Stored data
PR #910, opened 2020-07-10
(feat): support fuzzy links

jethrokuan:

This is an alternative implementation of #592, which I currently favour. Instead
of adding a `roam:` type link, we add support for linking org-roam files via
fuzzy links:

output-2020-07-10-15:29:22

TODOs:

- [x] Support ID headline links (existing only)
- [ ] Replace fuzzy links with actual `file:` links on save/navigation
- [ ] Smart delete/backspace: remove `file:` portion on link editing

### DIFF
--- a/CHANGELOG.md
+++ b/CHANGELOG.md
@@ -2,12 +2,17 @@
 
 ## 1.2.2 (TBD)
 
+In this release we support fuzzy links of the form `[[Title]]`, `[[*Headline]]` and `[[Title*Headline]]`. Completion for these fuzzy links is supported via `completion-at-point`.
+
 ### Breaking Changes
+
+- [#910](https://github.com/org-roam/org-roam/pull/910) Deprecate `company-org-roam`, using `completion-at-point` instead. To use this with company, add the `company-capf` backend instead.
 
 ### Features
 
 - [#974](https://github.com/org-roam/org-roam/pull/974) Protect region targeted by `org-roam-insert`
 - [#994](https://github.com/org-roam/org-roam/pull/994) Simplify org-roam-store-link
+- [#910](https://github.com/org-roam/org-roam/pull/910) Support fuzzy links of the form [[Title]], [[*Headline]] and [[Title*Headline]]
 
 ### Bugfixes
 
--- a/org-roam-buffer.el
+++ b/org-roam-buffer.el
@@ -152,7 +152,9 @@ For example: (setq org-roam-buffer-window-parameters '((no-other-window . t)))"
 (defun org-roam-buffer--insert-backlinks ()
   "Insert the org-roam-buffer backlinks string for the current buffer."
   (if-let* ((file-path (buffer-file-name org-roam-buffer--current))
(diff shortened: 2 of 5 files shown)


TimQuelch:
Interesting, I've been keen curious what the hold up for #592 was.

This implementation avoids the definition of a new link type which is a positive. How is the behaviour of these fuzzy links different from the roam links in the other PR? Can you easily switch between fuzzy links and full file links (I see you have a todo for this, is it trivial?)?

Looks very nice!

jethrokuan:
> How is the behaviour of these fuzzy links different from the roam links in the other PR? 

Behaviour-wise, likely to be exactly the same.

>  Can you easily switch between fuzzy links and full file links

My thought right now is the fuzzy links resolve to exact file links upon navigation, and file save.

For those who want the Roam-like link editing, we will instead modify the backspace/delete behaviour for org-roam files, ala `org-roam-backward-delete-char`. The behaviour I'm thinking of will change all Org-roam file links to fuzzy links on link editing:

e.g.
[[file:foo.org][Foo|]] -> [[Fo|]]

Let me know if you have better ideas.

jethrokuan:
Suggestion from @tiensonqin is to have:

- `[[Foo]]` resolve to files with corresponding title/alias as per `(org-roam--extract-titles)`
- `[[#Foo]]` resolve to headlines within the file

* _EXERCISE AIM_: Output each record precisely as written.

* _OUTPUT OF THE EXERCISE_:
PR #910, opened 2020-07-10
(feat): support fuzzy links

jethrokuan:

This is an alternative implementation of #592, which I currently favour. Instead
of adding a `roam:` type link, we add support for linking org-roam files via
fuzzy links:

output-2020-07-10-15:29:22

TODOs:

- [x] Support ID headline links (existing only)
- [ ] Replace fuzzy links with actual `file:` links on save/navigation
- [ ] Smart delete/backspace: remove `file:` portion on link editing

### DIFF
--- a/CHANGELOG.md
+++ b/CHANGELOG.md
@@ -2,12 +2,17 @@
 
 ## 1.2.2 (TBD)
 
+In this release we support fuzzy links of the form `[[Title]]`, `[[*Headline]]` and `[[Title*Headline]]`. Completion for these fuzzy links is supported via `completion-at-point`.
+
 ### Breaking Changes
+
+- [#910](https://github.com/org-roam/org-roam/pull/910) Deprecate `company-org-roam`, using `completion-at-point` instead. To use this with company, add the `company-capf` backend instead.
 
 ### Features
 
 - [#974](https://github.com/org-roam/org-roam/pull/974) Protect region targeted by `org-roam-insert`
 - [#994](https://github.com/org-roam/org-roam/pull/994) Simplify org-roam-store-link
+- [#910](https://github.com/org-roam/org-roam/pull/910) Support fuzzy links of the form [[Title]], [[*Headline]] and [[Title*Headline]]
 
 ### Bugfixes
 
--- a/org-roam-buffer.el
+++ b/org-roam-buffer.el
@@ -152,7 +152,9 @@ For example: (setq org-roam-buffer-window-parameters '((no-other-window . t)))"
 (defun org-roam-buffer--insert-backlinks ()
   "Insert the org-roam-buffer backlinks string for the current buffer."
   (if-let* ((file-path (buffer-file-name org-roam-buffer--current))
(diff shortened: 2 of 5 files shown)


TimQuelch:
Interesting, I've been keen curious what the hold up for #592 was.

This implementation avoids the definition of a new link type which is a positive. How is the behaviour of these fuzzy links different from the roam links in the other PR? Can you easily switch between fuzzy links and full file links (I see you have a todo for this, is it trivial?)?

Looks very nice!

jethrokuan:
> How is the behaviour of these fuzzy links different from the roam links in the other PR? 

Behaviour-wise, likely to be exactly the same.

>  Can you easily switch between fuzzy links and full file links

My thought right now is the fuzzy links resolve to exact file links upon navigation, and file save.

For those who want the Roam-like link editing, we will instead modify the backspace/delete behaviour for org-roam files, ala `org-roam-backward-delete-char`. The behaviour I'm thinking of will change all Org-roam file links to fuzzy links on link editing:

e.g.
[[file:foo.org][Foo|]] -> [[Fo|]]

Let me know if you have better ideas.

jethrokuan:
Suggestion from @tiensonqin is to have:

- `[[Foo]]` resolve to files with corresponding title/alias as per `(org-roam--extract-titles)`
- `[[#Foo]]` resolve to headlines within the file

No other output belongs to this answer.